漸漸地,他的眉頭越來越舒展,忍不住佩服,“宋大人高啊!”
“下官恨不得將您供起來,日日膜拜。”
大小官員抓耳撓腮。
宋大人到底說了什么法子?
他們也想知道啊!
……
不知不覺一個月過去了。
從各地起來徭役的百姓,先后到達黃河,并進行了登記。
治理黃河水患,是當今朝政的頭等大事。
朱元璋將管理徭役一事,交由胡惟庸負責。
這事他已接手一月有余。
各種瑣事讓他頗有怨言。
卻不敢不干活,否則朱元璋定會治他一個瀆職罪。
想到朱元璋,他就想到徐江覲見皇上那次。
他由于言語不當,被朱元璋一記利刃般的目光驚得膽破心寒。
由此可見朱元璋對他頗為堤防和顧忌。
治理水患這等大事,稍有差池,朱元璋輕易不會饒了他。
胡惟庸臉色難看。
卻也只好回到桌前,繼續檢查徭役情況。
他正在思忖該如何安排這么多人的徭役。
卻在翻看徭役花名冊時,驚訝的看到一片空白。
“福州府怎么無人服徭役?!”
胡惟庸臉色大變,再三確認兩遍,確定福州此次真的無人過來服徭役。
他當即覺得不對勁。
事關服徭役的大小事情,絕對不能出錯。
立刻招手喊來手下官員。
他一臉陰霾的問,“福州府為何沒有人來服徭役?”
這等小事一直由手下官員在核實。
下屬此時一臉的無奈,據實報告,“福州府通判林芳棟只是送來一份折子。

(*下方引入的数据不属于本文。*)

PR #1308, opened 2016-11-18
BF/ENH:Switched httplib to httplib2 since httplib is outdated.

Infinite-PL:
I don't know if this will be useful but still I did it ;)
Signed-off-by: Michał Oszczak <mimioszczak@gmail.com>

### DIFF
--- a/psychopy/web.py
+++ b/psychopy/web.py
@@ -10,7 +10,7 @@
 import os
 import sys
 import base64
-import httplib
+import httplib2
 import mimetypes  # deprecated; use requests package instead
 import socket
 import re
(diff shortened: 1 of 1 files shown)


peircej:
The thing is that httplib is part of python whereas httplib2 needs to be installed by the user. Are you aware of any particular advantages that we need it for?

Infinite-PL:
Maybe I'm wrong but httplib is no longer supported on python 3.

peircej:
Ah, apparently so, so we will need to change at some point. Oh what about requests though?
http://docs.python-requests.org/en/master/
That's already being packaged in Standalone PsychoPy

Infinite-PL:
So you're suggesting to instead of using httplib , use requests?

peircej:
Yes, exactly. I think it does everything we need and more. I used `requests` for the pyosf lib which allows us to sync projects with the web from the psychopy app. It's already listed as a dependency for that reason and packaged within standalone (httplib2 is not).

There's also a note at the top of web.py saying that `mimetypes` is deprecated and we should use requests lib for that too. I don't know about that aspect.

PR #1311, opened 2016-11-22
Update builderFeedback.rst

KyleMorrissey:
Ok I hope that I am doing this right. I haven't used GitHub before. 
However there was a syntax error with this code component that causes the experiment to crash if a user response is not obtained. The suggestion that I have added resolves this problem. 

The original error that had been received (and appears resolved) was:
if len(key_resp.keys) <1:
TypeError: Object of type 'NoneType' has no len()


peircej:
Thanks Kyle. You're part of the team :-)
Feel free tom improve other parts of the docs too.

FYI I don't update the website daily or on every individual change - just when I get around to it. So changes don't always show up online immediately. On this occasion though I will push it up there in the next few minutes

PR #1319, opened 2016-12-12
change viewOri checking to != from is not

awctomlinson:
ex:

```
0.0 is not 0.  # this works, until assignments
>>> False

viewOri = 0.0
viewOri is not 0.  # this does not return the desired result
>>> True

viewOri != 0  # desired result
>>> False
```


peircej:
Thanks. Unfortunately the branch you'd done this in was quite out-dated and was failing the automated test suite. I tried merging but too much code was breaking so I've reapplied the fix to the current code instead.

PR #1323, opened 2016-12-16
ENH: pandas/xlrd importing of xlsx file for importConditions

peircej:
This is optional. Advantages:
 - more robust at ignoring blank cells
 - handles xls (old excel) files as well as xlsx
Cons:
 - might not be installed (new semi-dependency)


hoechenberger:
Great, thanks! I don't think deps are a problem: panda is part of the "official" scientific Python stack.

peircej:
Pandas was already a strict dependency but xlrd was not. It is easy to install with pip though

PR #1325, opened 2016-12-19
add locale setup to app (OS X)

### LINKED ISSUE #1315: psychopyApp won't start with Matplotlib 1.5 installed
See http://discourse.psychopy.org/t/mac-specific-help/1540/3

We need to figure out
- whether this problem is Anaconda-specific (and would require fixing upstream)
- whether this problem is Mac-specific

cjayb:
On OS X (ca. 10.10 +) in combination with at least iTerm2, the contents of `LC_ALL` is empty by the time `psychopy.compatibility` calls `import psychopy.data`. This leads to

```python
  File "/Users/cjb/miniconda_envs/psychopy/lib/python2.7/site-packages/matplotlib/__init__.py", line 1009, in _open_file_or_url
    with io.open(fname, encoding=encoding) as f:
LookupError: unknown encoding:
```
Due to `encoding` being `None`. It seems that the fix already exists in

`psychopy/locale_setup.py`

and only impacts OS X installations. This PR simply adds an import of it to `psychopyApp.py`, which fixes the problem for me (see [this gist](https://gist.github.com/cjayb/67d8f6ada85f8fcd58ff1d4e1fc20764) for the conda recipe reproducing my environment).

Update: I'm pretty sure this is related to #1315, so I'm going to be brave and say:

Closes #1315

### DIFF
--- a/psychopy/app/psychopyApp.py
+++ b/psychopy/app/psychopyApp.py
@@ -8,6 +8,8 @@ from __future__ import absolute_import, print_function
 
 import sys
 from psychopy.app._psychopyApp import PsychoPyApp, __version__
+# fix OS X locale-bug on startup: sets locale to LC_ALL (must be defined!)
+import psychopy.locale_setup  # noqa
 
 # NB the PsychoPyApp classes moved to _psychopyApp.py as of version 1.78.00
 # to allow for better upgrading possibilities from the mac app bundle. this


peircej:
Thanks. Also thanks for alerting me to the existence of # noqa for those imports to prevent flake getting upset - I must implement that in some files like https://github.com/psychopy/psychopy/blob/master/psychopy/visual/__init__.py which is, otherwise, a big pyflakes mess!

As a minor thing, it helps me if you use commit flags BF, FF or ENH at the beginning of your commits. BF is most important as I use it to find things that need back-porting to release branches (e.g. if I make a 1.84.3 I don't want all the enhancements (ENH)  or new feature fixes (FF) but I do want bug fixes (BF).

cjayb:
Will try to remember the flags, did read about them in your guides...  👍 

The #noqa is from contributing to [mne-python](https://github.com/mne-tools/mne-python) code: their CI-bots are pretty aggressive on flakiness :)

PR #1328, opened 2016-12-19
ENH scaling of window.viewPos according to window units

### LINKED ISSUE #1322: on the scaling of `psychopy.visual.window.viewPos`
I find the use of the `viewPos`-attribute of a `window` slightly unclear. I could manipulate it real time, but the units did not follow anything I specified (`pix` or `deg`). The `flip`-method says:

https://github.com/psychopy/psychopy/blob/89cce557d6daaab4fd7136de22f457322dc96b64/psychopy/visual/window.py#L653-L656

and after some testing I figured out that `viewPos` is in "normalised" coordinates. Presumably because `glTranslate` assumes this.

Am I correct in saying that the handling of `viewPos` should be checked against the current `units` of the window?

All that said, I'm pretty stoked about the ability to manipulate this parameter! /Chris

cjayb:
See discussion in #1322 

__NB__ `tests/test_all_visual/test_winScalePos.py` fails, predictably. Before fixing the test, I'd like to get a quick review on my implementation.

* should the value be (silently) clipped to +/- 1?
* would it be better to write a setter?

I dabbled with using `@attributeSetter` for `viewPos`, but got repeated

```python
TypeError: 'attributeSetter' object does not support indexing
```

Closes #1322

### DIFF
--- a/psychopy/tests/test_all_visual/test_winScalePos.py
+++ b/psychopy/tests/test_all_visual/test_winScalePos.py
@@ -1,51 +1,66 @@
 
 from psychopy import visual
 from psychopy.tests import utils
-import os, pytest
+import os
+import pytest
 
-v = [(1,1),(1,-1),(-1,-1),(-1,1)]  # vertices to use = square
+v = [(1, 1), (1, -1), (-1, -1), (-1, 1)]  # vertices to use = square
 n = 15  # size of the base square
-pimg = ( n, n)  # position for the image
-pgrn = (-n,-n)  # position for green square
+pimg = (n, n)  # position for the image
+pgrn = (-n, -n)  # position for green square
 img_name = os.path.join(utils.TESTS_DATA_PATH, 'filltext.png')
+
 
 class Test_Win_Scale_Pos_Ori(object):
     def setup_class(self):
-        self.win = visual.Window(size=(200,200), units='pix', allowGUI=False, autoLog=False)
+        self.win = visual.Window(size=(200, 200), units='pix',
+                                 allowGUI=False, autoLog=False)
+
     def teardown_class(self):
         self.win.close()
 
     @pytest.mark.scalepos
     def test_winScalePosOri(self):
         """test window.viewScale and .viewPos simultaneous
-        negative-going scale should mirror-reverse, and position should account for that
-        visually, the green square/rect should move clockwise around the text
+        negative-going scale should mirror-reverse, and position should
+        account for that visually, the green square/rect should move clockwise
+        around the text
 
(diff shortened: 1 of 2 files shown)


cjayb:
I managed to implement setting `viewPos` using `@attributeSetter` (code still messy, but functional; test fails for same reason as before)

The main issue I now have is that the setter does not get called when using `__iadd__`. This leads to the following bug:

```python
# assume win in 'pix' units and size (400, 400)
win.viewPos = [0, 100]  # this works: move up by 100 pixels
win.viewPos  # returns correct new normalised coordinate: [0., 0.5] 
win.viewPos[0] += 20  # expects to add 20 pixels in x-direction
win.viewPos  # returns: [20., 0.5] == WRONG, should be [20/400==0.05, 0.5]
```

I haven't found any examples in the code where a list-attribute would be set, nor is `__iadd__` defined anywhere in `psychopy`-proper. 

Any ideas?

peircej:
Yes, we don't currently support incrementing a subset of a property. Rather than doing `win.viewPos[0] += 20` you have to do `win.viewPos += [20,0]`

Right now your addition breaks the test suite. Maybe it doesn't correctly handle the case where `Window(...., viewPos=None)`?
https://travis-ci.org/psychopy/psychopy/builds/185992932

cjayb:
OK. Just to make sure I understand: by "don't currently support" you mean
> "if the the user does this, they're on their own"

Correct? In that case it should be easy enough for me to

- [ ] clean up
- [ ] fix the failing tests
- [ ] create new tests for the new functionality

peircej:
By "doesn't currently support" I mean I've never thought about that or tried that. It's a shame that it doesn't actually error rather than appearing to work but setting the wrong value :-/

cjayb:
I'm surprised (though delighted!) to see if Travis is happy! _Ready for review._

`test_winScalePos.py` passes on my Mac, but most in `test_all_stimuli` fail with stuff like below---also in `master`. Any pointers?

```python
E   ValueError: Monitor __blank__ has no known size in pixels (SEE MONITOR CENTER)
```

or

```python
test_all_visual/test_all_stimuli.py:462: in test_aperture_image
    aperture = visual.Aperture(win, size=1*self.scaleFactor,pos=[0.8*self.scaleFactor,0], shape=fileName)
../visual/aperture.py:124: in __init__
    win=self.win, vertices=vertices, fillColor=1, lineColor=None,
E   UnboundLocalError: local variable 'vertices' referenced before assignment
```

cjayb:
Oh, would it be easier for you to review if I squashed the commits first?

peircej:
Cool. Not sure why those tests are failing on you mac :-/

PR #1329, opened 2016-12-20
ENH: translate new dialog strings

hsogo:
"Paste Components" menu and "Online" tab of the Experiment Settings dialog are translated.


hsogo:
I close my request for now.
I want some English-native members to fix hint message of "Email address (for info emails)" (in app/builder/components/settings/__init__.py). It's the same as the hint message of "Output path".

PR #1332, opened 2016-12-31
Small unicode bug in keyNameFinder demo: 

dantheman39:
Added a u to make a string unicode in a code component, since the names of keys in other locales can be non-ASCII, and as a result the demo was crashing on a Turkish user


peircej:
Thanks Dan. Small thing for the future: could you prefix bug fixes with BF: so that I know to port them over to other branches if, for example, I release a bug-fix version. It's good to know very easily what is s bug fix, what's an enhancement (ENH) and what's a new-feature fix (FF) because ENH and FF shouldn't be copied to a bug-fix release. 
cheers

PR #1334, opened 2017-01-02
BUG: Fixing variable naming errors in sound module

lindeloev:
I encountered these and changed the variable names. I have searched all psychopy files to make sure that no other code use the variable names that I changed before this commit.


peircej:
Thanks, this was due to refactoring (moving sound backends into separate files).
On the plus side, the new sounddevice backend has improved testing that will catch such errors for this backend (travis can't test sound but the new backend only skips a few critical lines whereas the pyo backend skips the entire test)

PR #1336, opened 2017-01-09
Bug fix for dots.py

schofiaj:
The bugs are:

1. Dots that go out of bounds are replaced at a random location. When coherence is high this results in a shift in dot density toward the edge where most dots are going out of bounds. When coherence is low it causes a shift way from all borders. This is because the dots are disappearing at edges to keep the distribution of dots uniform they should be reborn at the opposite edge.

2. When noise dots are in walk mode the dot directions are not updated often enough such that as the coherence changes some noise dots become signal dots but retain the ransom direction they had when they were noise.

3. Dot locations are not refreshed between trials. If dot lifetime is long (esp infinite) one can see clusters of dots consistent from trial to trail. This accentuates the bug in (1) when signal dots reverse direction between trials as the accumulated dots on one side of the field then all charge back across the field together. 

I’ve fixed these by. 

1. When dots go out of bounds they are not set o dead but are rather replaced at –x,-y. So wherever they were going the reappear on the opposite side, corner etc. I step them in by one time sample so they don’t get trapped outside the field. This seems to make sense. A dot that would have gone one stepped beyond the field boundary is put back in an equivalent distance into the field on the opposite side.

2. I’ve added ‘walk’ to the list of noise dot types that require immediate direction updating when coherence is changed.

3. It’s conceivable that some people might prefer the option of keeping the sample of dots the same across trails so to retain this I’ve added a wrapper function to refresh the dots if required.


peircej:
OK the tests were failing for two reasons:

1. The new parameter in the graphical interface needing adding to the template (easy to fix and I've done that)
2. The wrapping around and then moving by one step raises a new problem - the dot can go outside the aperture as a result of the step. In the test suite this was made obvious by the fact that the speed was relatively high (so the step size was high relative to the aperture size) but it's also true in other cases and can be seen around the edges of the circular aperture

I also note a further problem with this method of returning dots to the mirror location, which is that it introduces a certain periodicity to the stimulus: each dot returns to its previous location/path every two sweeps of the stimulus (the points at which it enters/exits the aperture always form a rectangle). Again this is solved by having short lifetime dots but it's another thing to be wary of.

schofiaj:
1) Where can I find the template so that i don't make that mistake again?

2) I see. If a dot is born near the corner of a square or near the edge of a circle and travelling tangential to it and is going quite fast it may step way out of bounds on the first move, then be pulled back to the reflected edge but stepped forward and out of bounds again at which point it is not checked until the next move when the same thing will happen. This gets worse with increased speed. 

The further problem is something a knew about but felt was less of a worry that the drift tin dot density I was trying to fix as the dots need to persist for longer for the repeated cycle to become a problem.

However, I think that in fixing (2) I can fix this other issue also. My proposal would be to deliberately re-birth dots on the opposite edge of the aperture rather than reflecting them with a step of unpredictable size and to place them within a range of positions on that opposite edge so that they don't cycle round the same track if their lifetime is long but the net re-birth location balances the net death location for out of bounds dots. I'll see how that goes at least and do another pull request in due course.

peircej:
Cool. 

1. this is ugly (I'm happy to do it for others because I have to do it more often) but solved by
  ```
cd psychopy/tests/test_app/test_builder/
  python genComponsTemplate.py --out
```
2. yes, exactly. I wonder whether the step in from the edge after reflection just needs to be tiny. Isn't it only to deal with rounding error of the radius calculation, so a tiny step (e.g. fieldSize/100.0) would suffice?
3. I agree that this is a less-bad foul than the previous danger. People just shouldn't use long lifetimes except while debugging

:-)

schofiaj:
Ok I'll have another go at the dot replacement method for out of bounds dots.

”
“福州服徭役之人,下官一個人都沒瞧見。”
話畢,他正想詢問接下來怎么做。
卻看到胡惟庸臉色鐵青,額頭上青筋暴起,眼神里更是充滿殺氣。
胡惟庸聽到林芳棟的名字,就火冒三丈。
他被林芳棟轟出福州的羞辱還歷歷在目。
連帶著福州大小官員,都沒人把他這個丞相放在眼里。
“丞相……您還好吧?”
下屬驚覺到他眼中的殺意,有些惶恐,身體都在顫抖。
胡惟庸斜睨了他一眼,安奈下心中怒火,板著臉問他,“林芳棟除了一份折子,就沒有其他解釋嗎?”
“是的丞相,送來的折子下官正準備呈給丞相,由丞相定奪。”
此話一出,胡惟庸臉上又露出殺機。